| Materials provided |

PR #7220, opened 2022-04-20
[Shared, NodeJS] Allow `today` as a valid value for Input.Date

### LINKED ISSUE #5142: [C#] Input.Date : Default to today's date?
Is it possible to assign today's date to Input.Date control? So that whenever user open the email, the control defaults to today's date?

anna-dingler:
# Related Issue

Fixes #5142 

# Description

If the `value` of Input.Date is `"today"`, the initial date should be the current date. Implemented within nodeJS platform and shared object model (to cover UWP, Android and iOS).

I check to see if `value` is `today`, and generate the current date to assign to value if true.

# Sample Card

```
{
    "type": "AdaptiveCard",
    "version": "1.5",
    "body": [
        {
            "type": "Input.Date",
            "value": "today"
        }
    ]
}
```

# How Verified

Manually tested on adaptivecards-site, UWP Visualizer, Android mobile app, and iOS Visualizer 

###### Microsoft Reviewers: [Open in CodeFlow](https://portal.fabricbot.ms/api/codeflow?pullrequest=https://github.com/microsoft/AdaptiveCards/pull/7220)


source/nodejs/adaptivecards/src/card-elements.ts
```diff
@@ -4388,6 +4392,22 @@ export class DateInput extends Input {
     get value(): string | undefined {
         return this._dateInputElement ? this._dateInputElement.value : undefined;
     }
+
+    currentDate(): string {
+        const currDate = new Date();
+        let month = (currDate.getMonth() + 1).toString();
```
licanhua, line 4398:
```js
  let month = (1 + currDate.getMonth()).toString().padStart(2, "0");
```

source/nodejs/adaptivecards/src/card-elements.ts
```diff
@@ -4347,6 +4347,10 @@ export class DateInput extends Input {
         };
 
         if (this.defaultValue) {
+
+            if (this.defaultValue === "today") {
```
licanhua, line 4351: If there is no customer, I prefer to cancel this PR. It introduces inconsistency like in ElementProperties. 

image

It breaks other features, for example, the today is changed to `4/20` after I drag two new items into the designer.

image

licanhua: This feature is broken too.

image

expected
image

anna-dingler: I am seeing this feature work for me:

image

anna-dingler: @licanhua Changing the code to:

```
        if (this.defaultValue) {
            if (this.defaultValue === "today") {
                this._dateInputElement.value = this.currentDate();
            } else {
                this._dateInputElement.value = this.defaultValue;
            }
        }
```

appears to solve the first issue you pointed out

source/nodejs/adaptivecards/src/card-elements.ts
```diff
@@ -4347,11 +4347,11 @@ export class DateInput extends Input {
         };
 
         if (this.defaultValue) {
```
licanhua, line 4349: Add @adambarlow and @JeanRoca from PM side to see if there is any customer interested in this change.

JeanRoca: @licanhua Unfortunately, there are no customers requesting this feature that I could find.

licanhua: FYI, I found user is able to set `today` as utc, local time stamp or special time zone like this without this feature

```json
        {
            "type": "Input.Time",
            "value": "${convertFromUTC(utcNow(), 'New Zealand Standard Time', 'HH:mm')}"
        },
        {
            "id": "test",
            "type": "Input.Date",
            "value": "${convertFromUTC(utcNow(), 'New Zealand Standard Time', 'yyyy-MM-dd')}",
        },

```

```
        {
            "type": "Input.Date",
            "value": "${formatDateTime(utcNow(), 'yyyy-MM-dd')}"
        },

```

beervoley: @licanhua This is good of course, but it doesn't solve the **locale** problem. The card author needs to now the time zone information of the user to set the date what is not possible in most cases :) 
Setting the value to Today would allow us to get the local time for the user.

| Task prompt |
The lines to copy are those in the listing that contain the word "yyyy".

| Response area |
            "value": "${convertFromUTC(utcNow(), 'New Zealand Standard Time', 'yyyy-MM-dd')}",
            "value": "${formatDateTime(utcNow(), 'yyyy-MM-dd')}"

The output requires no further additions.